2 Гия (Георгий Георгиевич) Маргвелашвили — переводчик и исследователь грузинской поэзии; в 1966 и 1980 гг. собрал и опубликовал письма Пастернака к грузинским друзьям.

3 С. Чиковани писал, что переводы «Песни песней» и стих. «Tbi горька, моя жизнь бесталанная…» вызывают у него «особый восторг», и первое из них называл «шедевром поэтического перевода» (там же С. 34).

1191. С. и М. ЧИКОВАНИ

2 июля 1952, Переделкино

2 июля 1952

Дорогие Симон и Мариечка!

Во вторник я собираюсь в город и у меня есть смутная надежда, что на квартире меня ждет Ваше письмо.
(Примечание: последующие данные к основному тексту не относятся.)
PR #4024, opened 2024-10-29
[CALCITE-6350] Unexpected result from UNION with literals expression

mihaibudiu:
The bug fixed is the following: 

In a set operation (UNION, INTERSECTION, EXCEPT) the participating relations are supposed to have the same columns with the same types. The type of the result is inferred to be the wider of the participating types. This is correct.

However, the types of the operands participating in the set operations need to be coerced to the output type. This part was missing. 

The fix has two parts: 
- in SetopOperandsTypeChecker the missing coercion has been introduced (the code was there, but wasn't called in most cases)
- in AbstractTypeCoercion a check for useless casts has been strengthened. The comments on the check were right, but the implementation was wrong.

The complete fix is only a few lines of code, but... unfortunately this change leads to many test failures, which had to be patched, 63 at my count. Some of the tests are obviously wrong, while the other are more subtle. I had to disable a couple which I couldn't actually fix (not because the results are wrong, but because the condition they were testing is no longer present in the test).

Many tests that contain plans are very hard for humans to evaluate for correctness.

I also had to change the typeSystem of BigQuery to use raggedUnionTypesToVarying, from empirical testing this seems to be right. (In fact, I suspect other dialects also needs this change, the default in Calcite is the opposite, which is very weird).

This may also seemingly degrade the quality of some query plans, because they will contain casts that were not there previously. Unfortunately, these plans were wrong.


core/src/main/java/org/apache/calcite/sql/validate/implicit/AbstractTypeCoercion.java
```diff
@@ -274,9 +274,10 @@ protected boolean needToCast(SqlValidatorScope scope, SqlNode node,
       return false;
     }
 
-    // No need to cast between char and varchar.
+    // No need to cast between char and unlimited varchar.
     if (SqlTypeUtil.isCharacter(toType)
-        && SqlTypeUtil.isCharacter(fromType)) {
+        && SqlTypeUtil.isCharacter(fromType)
+        && toType.getPrecision() == RelDataType.PRECISION_NOT_SPECIFIED) {
```
caicancai, line 280: Why do we need to judge precision?

caicancai: @caicancai `Character`includes char, varchar, longvarchar. Are these what you want?

mihaibudiu: clearly, the original code is wrong. The comment says "varchar", but the code does not check for varchar. Here I have made the code match the comment, which seems correct. I haven't investigated what happens to binary objects. It's possible that this check is still not strong enough, but it is certainly better than it was, and it fixes the problem reported.

In general, when fixing a bug, I am trying to make the minimal changes necessary to solve the problem reported, without breaking anything else. Calcite is very complex, as you can see, even a small change may affect lots of tests.

caicancai (approved):
LGTM

NobiGo (approved):
The PR looks good. Can this PR cover CALCITE-4590? If can, please add another test to cover it. If can't, it does not affect the integration of this PR.

core/src/test/java/org/apache/calcite/test/RelMetadataTest.java
```diff
@@ -405,7 +405,8 @@ final RelMetadataFixture sql(String sql) {
         .assertColumnOriginIsEmpty();
   }
 
-  @Test void testColumnOriginsUnion() {
+  @Test @Disabled("Plan contains casts, which inhibit metadata propagation")
```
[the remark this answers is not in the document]
mihaibudiu: I could interpret your question in two ways:
- should metadata be propagated when a column has a cast?
- should we create a different test for metadata propagation?
The second one is a bit easier to do.
For the first one, I don't know the answer. If the answer is "yes", we should create an issue.

core/src/test/java/org/apache/calcite/rel/rel2sql/RelToSqlConverterTest.java
```diff
@@ -4395,7 +4395,7 @@ private SqlDialect nonOrdinalDialect() {
         + "FROM (SELECT \"product_id\", \"net_weight\"\n"
         + "FROM \"foodmart\".\"product\"\n"
         + "UNION ALL\n"
-        + "SELECT \"product_id\", 0 AS \"net_weight\"\n"
+        + "SELECT \"product_id\", 0E0 AS \"net_weight\"\n"
```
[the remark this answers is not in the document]
mihaibudiu: Yes, this is necessary, since now the 0 constant is cast to the type of net_weight, which is double.

mihaibudiu:
@NobiGo I have filed https://github.com/apache/calcite/pull/4028 with a fix for https://issues.apache.org/jira/browse/CALCITE-4590. It is a completely different bug.

mihaibudiu:
Unfortunately this interferes negatively with the fix for https://issues.apache.org/jira/browse/CALCITE-4590, so more work will be needed.

mihaibudiu:
I have found one more bug in the implementation of casts, where casts from VARCHAR(N) to CHAR(N) for the same N were essentially ignored. This is wrong, because VARCHAR(N) does not store the trailing spaces, whereas CHAR(N) needs to store them.
With this change, which I added in an extra commit, hopefully the tests will pass again.

server/src/test/resources/sql/materialized_view.iq
```diff
@@ -39,12 +39,12 @@ select * from dept where deptno > 10;
 
 # Check contents
 select * from v;
-+--------+-------------+
-| DEPTNO | NAME        |
-+--------+-------------+
-|     20 | Marketing   |
-|     30 | Engineering |
```
NobiGo, line 46: The changes here are a bit strange. Maybe we can change the table definition statement.
```
# Create a source table
create table dept (deptno int not null, name varchar(10));
(0 rows modified)

!update

insert into dept
values (10, 'Sales'), (20, 'Marketing'), (30, 'Engineering');
(3 rows modified)
```
According to the output content, was cropping done during output or input？

mihaibudiu: I actually don't know how insert is implemented in Calcite.
But no matter what, the result is now correct, and it wasn't before. 
So I think this is actually a good test.

NobiGo: Ok. I get it.

mihaibudiu:
I am thinking to merge this with 2 commits, since the second commit solves an independent bug....

caicancai:
> I am thinking to merge this with 2 commits, since the second commit solves an independent bug....

Agreed, but it's not clear to me whether to create a jira case for the second commit

core/src/test/java/org/apache/calcite/rel/rel2sql/RelToSqlConverterTest.java
```diff
@@ -7777,7 +7777,7 @@ private void checkLiteral2(String expression, String expected) {
     final String expectedDefault = "INSERT INTO \"SCOTT\".\"DEPT\""
         + " (\"DEPTNO\", \"DNAME\", \"LOC\")\n"
         + "VALUES (1, 'Fred', 'San Francisco'),\n"
-        + "(2, 'Eric', 'Washington   ')";
```
suibianwanwank, line 7780: Is this the expected result, char type value in calcite seem to require aligned lengths.

mihaibudiu: The types of these fields in the Scott database is actually VARCHAR(20), and VARCHAR types are not supposed to store the padding spaces, unlike CHAR(N) types. So the result is correct. I don't know exactly why the result was wrong before.

suibianwanwank (approved):

PR #4025, opened 2024-10-31
[CALCITE-6655] Aggregation of deeply nested window not detected when unparsing

linorosa:


core/src/main/java/org/apache/calcite/rel/rel2sql/SqlImplementor.java
```diff
@@ -2122,6 +2123,28 @@ private boolean hasNested(
       return false;
     }
 
+    /** Recursively looks for a node matching the operandPredicate. */
```
mihaibudiu, line 2126: this is usually done using a visitor patter, see SqlShuttle.

linorosa: ahh thanks for the feedback @mihaibudiu. I just pushed a refactor to use an SqlShuttle at #
226b7d3

core/src/test/java/org/apache/calcite/rel/rel2sql/RelToSqlConverterTest.java
```diff
@@ -8741,6 +8741,48 @@ private void checkLiteral2(String expression, String expected) {
         .dialect(MssqlSqlDialect.DEFAULT).ok(mssqlExpected);
   }
 
+  /** Test case for
+   * <a href="https://issues.apache.org/jira/browse/CALCITE-6655">[CALCITE-6655]
+   * Aggregation of deeply nested aggregations </a>.
```
mihaibudiu, line 8746: extra space before closing tag
You need to use the exact same message as in the JIRA case.
Please use this for your PR as well.
These conventions help us keep track of the correspondence between commits, PRs, and JIRA cases.

mihaibudiu (approved):
The squashing is done usually after the changes have accepted.
Code review may be easier if the reviewer can see separate commits addressing the suggestions.
So, yes, please go ahead and squash the commits in preparation for merging.

PR #4026, opened 2024-11-01
[CALCITE-6662] RelJson.rangePointFromJson cannot create Double numerics

olivrlee:


core/src/test/java/org/apache/calcite/plan/RelWriterTest.java
```diff
@@ -880,6 +880,12 @@ private static RexNode translateInput(RelJson relJson, int input,
       assertThat(result, isLinux(expected));
     }
 
+    RexNode betweenDoubles =
```
mihaibudiu, line 883: I suspect this will test Doubles, but are there any tests for decimal at this point?

core/src/main/java/org/apache/calcite/rel/externalize/RelJson.java
```diff
@@ -939,10 +944,21 @@ public static <C extends Comparable<C>> Range<C> rangeFromJson(
   @SuppressWarnings({"rawtypes", "unchecked"})
   private static <C extends Comparable<C>> C rangeEndPointFromJson(Object o) {
     Exception e = null;
+    for (Class clsType : NUMERIC_VALUE_CLASSES) {
```
mihaibudiu, line 947: doesn't the JSON include type information so you don't have to guess?
at least for literal, it seems to include it.

olivrlee: The JSON includes the type information at the `RangeSet` level, but not down into the Range and rangeEndpoints levels. 
The rangeEndpoint only has `lower` and `upper`

core/src/test/java/org/apache/calcite/plan/RelWriterTest.java
olivrlee: Hmm you're right, there's a missing case. 
The existing test that has values (`14`, `20`) that test Integers will use BigDecimal and not Double, however 

a test case like 


```
    RexNode betweenDecimal =
        rexBuilder.makeBetween(b.literal(45),
            b.literal(BigDecimal.valueOf(20.0)),
            b.literal(BigDecimal.valueOf(30.0)));
```
results in it using Doubles ... 
Let me know if you have any ideas -- we might have to serialize the typing when creating the JSON to avoid this?

mihaibudiu:
The "right" way to do this is to use the type information, passing it from the higher levels of the JSON document which know it.
The type information should be passed down from toRex() through sargFromJson. Today it's not, and these methods are public, so probably a new version of these methods (sargFromJson, rangeSetFromJson, rangeFromJson, rangeEndpointFromJson) should be created which takes a type as an extra argument.

core/src/main/java/org/apache/calcite/rel/externalize/RelJson.java
```diff
@@ -939,10 +944,21 @@ public static <C extends Comparable<C>> Range<C> rangeFromJson(
...
+        }
+      } catch (JsonProcessingException|InvalidAttributesException  ex) {
+        e = ex;
+      }
+    }
     for (Class clsType : VALUE_CLASSES) {
       try {
-        return (C) OBJECT_MAPPER.readValue((String) o, clsType);
-      } catch (JsonProcessingException ex) {
+          return (C) OBJECT_MAPPER.readValue((String) o, clsType);
```
NobiGo, line 960: It seems that you are refactoring this PR. Please note that there are some unnecessary changes here.

olivrlee:
Thanks for the reviews yesterday. I've updated with the suggested changes to passing in types and have updated tests.

core/src/main/java/org/apache/calcite/rel/externalize/RelJson.java
```diff
@@ -951,6 +1014,42 @@ private static <C extends Comparable<C>> C rangeEndPointFromJson(Object o) {
         e);
   }
 
+  private static <C extends Comparable<C>> C rangeEndPointFromJson(Object o, RelDataType type) {
```
mihaibudiu, line 1017: I think this is much better

mihaibudiu (approved):

PR #4028, opened 2024-11-01
[CALCITE-4590] Incorrect query result with fixed-length string

mihaibudiu:


core/src/main/java/org/apache/calcite/util/NlsString.java
```diff
@@ -227,6 +227,27 @@ public NlsString rtrim() {
...
   }
 
+  /**
+   * Returns a string the same as this but with spaces trimmed from the
+   * right such that the result has the specified size.
+   *
+   * @param resultSize Expected size for result string.  If negative, it indicates
+   *                   that no trimming should be done.
+   */
+  public NlsString rtrim(int resultSize) {
```
dssysolyatin, line 237: @mihaibudiu The implementation is a bit confusing: For example:
```
NlsString string = new NlsString("hello world ", null, null);
string.rtrim(5);
```
produces "helloworld". It removes spaces from the middle, even though the documentation claims it should remove them only from the right.

mihaibudiu: Good catch, should call rtrim on the fragment, not trim.

mihaibudiu: Sorry, pushed one more correction, hopefully now it makes more sense.

dssysolyatin (approved):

Но даже если это не так, я уступаю потребности немного побеседовать с Вами.

Уже после отсылки весеннего письма к Вам я узнал от Фать-мы Антоновны о том, как некоторые неприятности не шутя омрачают Вам существование. Приехавшая через месяц Нина порадовала известием, что накануне ее отъезда у Вас был разговор во вли-ятельных сферах, после которого можно надеяться, что обстоятельства Ваши снова примут нормальное течение.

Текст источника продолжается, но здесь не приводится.